Mr. Secretary, What Are You Going To Do About It? image
Parent Issue
Day
11
Month
April
Year
1902
Copyright
Public Domain
OCR Text

MR. SECRETARY, WHAT ARE YOU GOING TO DO ABOUT IT?

 

The governor of Louisiana has informed the authorities at Washington that there is a British military camp in full organization in that state, but a short distance from the city of New Orleans. This camp is reported to be under the control of British officers and is established to facilitate the work of buying and shipping horses and mules to South Africa to be used in the war against the Boers. It is a part of the British military system used in furnishing remounts for the South African army which have been declared to be more necessary than men at this juncture of the conflict.

Again and again this charge has been made that our neutrality laws were being violated by British agents in this country, but the Washington authorities seem to have given the charges little attention. This latest charge, that a branch of the British military system is established here, under high officers of the British army who are engaged in open violation of our neutrality laws, has also been placed before our state department. Will Secretary Hay act? If all this does not prove the pro-British sympathies of the state department, what would show it? Does any one believe for one moment that if Germany, or France, or Russia occupied the places of the two Boer republics that this sort of thing would be permitted? Does anyone think England would even have been permitted, through authorized agents, to buy and ship horses and mules to the field of conflict, let alone establishing a regular camp under the direction and control of British army officers, for the systematic carrying forward of such flagrant violations of the laws of neutrality?

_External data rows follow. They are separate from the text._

PR #694, opened 2020-11-16
Slopen intro

svenjens:
Description 

Please make sure:
- [ ] to add a label

### DIFF
--- a/packages/client/src/i18n/nl.ts
+++ b/packages/client/src/i18n/nl.ts
@@ -50,12 +50,9 @@ export default {
           "Deze vergunningcheck gaat over kozijnen, deuren, ramen en panelen. U kunt hem gebruiken als u nieuwe plaatst of als u bestaande vernieuwt.",
         "placing bullet": "het plaatsen van de kozijnen zelf.",
       },
-      slopen: {
-        "build without permit exception":
-          "Het gebouw, of het deel van het gebouw wat u gaat slopen, is zonder vergunning gebouwd....?",
-        "intro description":
-          "Deze vergunningcheck gaat over slopen van bouwwerken.",
-        "placing bullet": "het slopen van een bouwwerk zelf.",
+      demolition: {
+        "intro description": "Soms staat in het bestemmingsplan dat een vergunning nodig is. Deze vergunningcheck kijkt niet naar bestemmingsplannen. Nadat u alle vragen hebt beantwoord, leest u hoe u dat zelf kunt bekijken.",
+        "need report": "U wilt gaan slopen. U hebt misschien een omgevingsvergunning nodig. Het kan ook zijn dat u de sloop moet melden. Met deze vergunningcheck kunt u zien wat u moet doen. "
       },
       zonnepanelen: {
         "intro description":
--- a/packages/client/src/i18n/nl.ts
+++ b/packages/client/src/i18n/nl.ts
@@ -50,9 +50,11 @@ export default {
           "Deze vergunningcheck gaat over kozijnen, deuren, ramen en panelen. U kunt hem gebruiken als u nieuwe plaatst of als u bestaande vernieuwt.",
         "placing bullet": "het plaatsen van de kozijnen zelf.",
       },
-      demolition: {
-        "intro description": "Soms staat in het bestemmingsplan dat een vergunning nodig is. Deze vergunningcheck kijkt niet naar bestemmingsplannen. Nadat u alle vragen hebt beantwoord, leest u hoe u dat zelf kunt bekijken.",
-        "need report": "U wilt gaan slopen. U hebt misschien een omgevingsvergunning nodig. Het kan ook zijn dat u de sloop moet melden. Met deze vergunningcheck kunt u zien wat u moet doen. "
+      slopen: {
+        "intro description":
+          "Soms staat in het bestemmingsplan dat een vergunning nodig is. Deze vergunningcheck kijkt niet naar bestemmingsplannen. Nadat u alle vragen hebt beantwoord, leest u hoe u dat zelf kunt bekijken.",
+        "need report":
+          "U wilt gaan slopen. U hebt misschien een omgevingsvergunning nodig. Het kan ook zijn dat u de sloop moet melden. Met deze vergunningcheck kunt u zien wat u moet doen. ",
       },
       zonnepanelen: {
         "intro description":
--- a/packages/client/src/intros/shared/Intro.tsx
+++ b/packages/client/src/intros/shared/Intro.tsx
@@ -16,6 +16,7 @@ type Props = {
   dependantOnQuestions?: boolean;
   dependantOnSituation?: boolean;
   exceptions?: string[];
+  needReport?: boolean;
   showContactInformation?: boolean;
   usableForBullets?: string[];
   usableForText?: string;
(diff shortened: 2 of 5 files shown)


packages/client/src/intros/shared/Intro.tsx
```diff
@@ -43,14 +45,18 @@ export default ({
 
   return (
     <>
-      <Paragraph gutterBottom={usableForBullets.length > 0 ? 8 : undefined}>
-        {t("introPage.common.check for permit intro")}{" "}
-        {usableForBullets.length > 0 && t("introPage.common.permit for")}
+      { needReport && <Paragraph>
+        {t("introPage.demolition.need report")}{" "}
+      </Paragraph> }
```
robinpiets: My autocorrect is changing these lines. Also, the extra space is not necessary. `{" " }` Do you have "Format document on Save" enabled in your IDE?

packages/client/src/intros/shared/Intro.tsx
```diff
@@ -43,14 +45,18 @@ export default ({
...
+
+      <Paragraph gutterBottom={usableForBullets?.length > 0 ? 8 : undefined}>
+        {!needReport && t("introPage.common.check for permit intro")}{" "}
+        {usableForBullets?.length > 0 && t("introPage.common.permit for")}
```
robinpiets: This is wrong, because now this `<Paragraph>` can be rendered with empty content. Can you not do:
`{needReport ? {t("introPage.demolition.need report")} ? t("introPage.common.check for permit intro")}}` ?
If this is not possible, then this paragraph needs conditional rendering as well

packages/client/src/intros/shared/Intro.tsx
```diff
@@ -43,14 +45,18 @@ export default ({
 
   return (
     <>
-      <Paragraph gutterBottom={usableForBullets.length > 0 ? 8 : undefined}>
-        {t("introPage.common.check for permit intro")}{" "}
-        {usableForBullets.length > 0 && t("introPage.common.permit for")}
+      { needReport && <Paragraph>
+        {t("introPage.demolition.need report")}{" "}
```
robinpiets: I would change `needReport` to `demolitionChecker` (or something) because that's where the text is from.
`needReport` > `demolition.need report` looks off

robinpiets (changes requested):

packages/client/src/i18n/nl.ts
```diff
@@ -50,12 +50,9 @@ export default {
           "Deze vergunningcheck gaat over kozijnen, deuren, ramen en panelen. U kunt hem gebruiken als u nieuwe plaatst of als u bestaande vernieuwt.",
         "placing bullet": "het plaatsen van de kozijnen zelf.",
       },
-      slopen: {
-        "build without permit exception":
-          "Het gebouw, of het deel van het gebouw wat u gaat slopen, is zonder vergunning gebouwd....?",
-        "intro description":
-          "Deze vergunningcheck gaat over slopen van bouwwerken.",
-        "placing bullet": "het slopen van een bouwwerk zelf.",
+      demolition: {
```
afjlambert: All other checkers have a dutch name. I like having an English one here. Maybe add to todo we translate the others too?

packages/client/src/intros/shared/Intro.tsx
afjlambert: This is a generic intro component. Should be reusable and contain no logic for specific checkers. Translations could come from common if really needed. I think needReport is also not the best name. `outcomesIncludeNeedReport` would be better. But the text cannot contain demolition text. Another solution would be to check if the current checker has a key in the translation file, and if so, render the text here.

packages/client/src/intros/shared/Intro.tsx
```diff
@@ -43,14 +45,18 @@ export default ({
...
+      </Paragraph> }
+
+      <Paragraph gutterBottom={usableForBullets?.length > 0 ? 8 : undefined}>
+        {!needReport && t("introPage.common.check for permit intro")}{" "}
+        {usableForBullets?.length > 0 && t("introPage.common.permit for")}
       </Paragraph>
 
-      {usableForBullets.length > 0 && (
+      {usableForBullets?.length > 0 && (
```
afjlambert, line 55: Why did you add a `?`?

packages/client/src/intros/shared/Intro.tsx
```diff
@@ -43,14 +45,18 @@ export default ({
...
         <List data-testid={INTRO_USABLE_FOR_BULLETS} variant="bullet">
-          {usableForBullets.map((bulletText) => (
+          {usableForBullets?.map((bulletText) => (
```
afjlambert, line 57: Why did you add a `?`?

packages/client/src/intros/shared/Intro.tsx
```diff
@@ -69,7 +75,7 @@ export default ({
         </Paragraph>
       )}
 
-      {exceptions.length > 0 && (
+      {exceptions?.length > 0 && (
```
afjlambert, line 76: Why did you add a `?`?

packages/client/src/intros/shared/Intro.tsx
```diff
@@ -82,7 +88,7 @@ export default ({
             style={{ marginBottom: 12 }}
             variant="bullet"
           >
-            {exceptions.map((exception) => (
+            {exceptions?.map((exception) => (
```
afjlambert, line 89: Why did you add a `?`?

packages/client/src/intros/shared/Intro.tsx
```diff
@@ -94,7 +100,7 @@ export default ({
         </>
       )}
 
-      {exceptions.length === 0 && showContactInformation && (
+      {exceptions?.length === 0 && showContactInformation && (
```
afjlambert, line 101: Why did you add a `?`?

packages/client/src/intros/shared/Intro.tsx
```diff
@@ -43,14 +45,18 @@ export default ({
...
     <>
-      <Paragraph gutterBottom={usableForBullets.length > 0 ? 8 : undefined}>
-        {t("introPage.common.check for permit intro")}{" "}
-        {usableForBullets.length > 0 && t("introPage.common.permit for")}
+      { needReport && <Paragraph>
+        {t("introPage.demolition.need report")}{" "}
+      </Paragraph> }
+
+      <Paragraph gutterBottom={usableForBullets?.length > 0 ? 8 : undefined}>
+        {!needReport && t("introPage.common.check for permit intro")}{" "}
```
afjlambert: Why don't we show this text in case the outcomes include needReport?
It can still be a combination of both right?

afjlambert (changes requested):

packages/client/src/intros/shared/Intro.tsx
afjlambert: Please add new props to this component to `Intro.test.tsx`

afjlambert:
I'm missing some context. Can you update the description (with todo's) for this Pull-request?
Maybe it's better to only open the PR if you have all the tests etc., and keep it in draft status until then?

robinpiets (approved):

robinpiets:
Merged because of deadline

The fact that such a camp exists on our territory shows how thoroughly we have become imbued with the doctrine of might rather than right. The struggling Boer republics cannot make any show of force to prevent our unwarranted traffic with the British government and consequently it goes on, our laws to the contrary notwithstanding. Our moral obligations are thrown to the wind. There is no physical force to call us down and hence the laws are violated with impunity. It is a shame and a disgrace. Will the country permit this thing to continue now with this overwhelming evidence before it? We shall see.

 

Evidence accumulate every day that President Roosevelt is not destined to be a popular president with the political forces which are generally credited with the business of making the mare go in national political matters. it is quite as impossible for a man of his make-up to keep close to these forces as for water to run up hill. He believes in having his own hand on the throttle too firmly to suit the machine men and as a result he is very likely to find himself outside the machine's sphere of influence when the hunt for delegates really begins. His conduct of his great office has thus far, however, been reasonably satisfactory to the people. But whether he can pull strongly enough with them to gain re-nomination without the machine remains to be seen. Then there is the additional factor against him that he is an accidental president and none such have ever thus far in the history of the government been able to hand the prize before a national convention.

 

The oleo bill, now before the senate, is causing its friends all sorts of trouble. On the face of it it is a revenue measure, while in reality it is a measure to regulate commerce within a state. It is a bill making one wholesome food product subservient to another. It is an interference with one industry in the interest of another by the taxing power. It is an iniquitous measure, but is probably destined to pass for there is partisan need for it.